[RECORDS SUPPLIED — start]
PR #3990, opened 2021-10-03
[ROSAPPS] Remove 'man' utility

learn-more:
There is no activity on this utility, nor are there 'man' pages being written.
No-one seems to expect a 'man' utility on a win32 system.


HBelusca (approved):
OK since the format of the man files don't appear to be the "standard" one.

binarymaster (approved):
[RECORDS SUPPLIED — finish]
All lines from the one holding "OK since the" through the end of the entries need to be given again exactly. Leave out the others.

→ RESULT OF THIS TASK:
OK since the format of the man files don't appear to be the "standard" one.

binarymaster (approved):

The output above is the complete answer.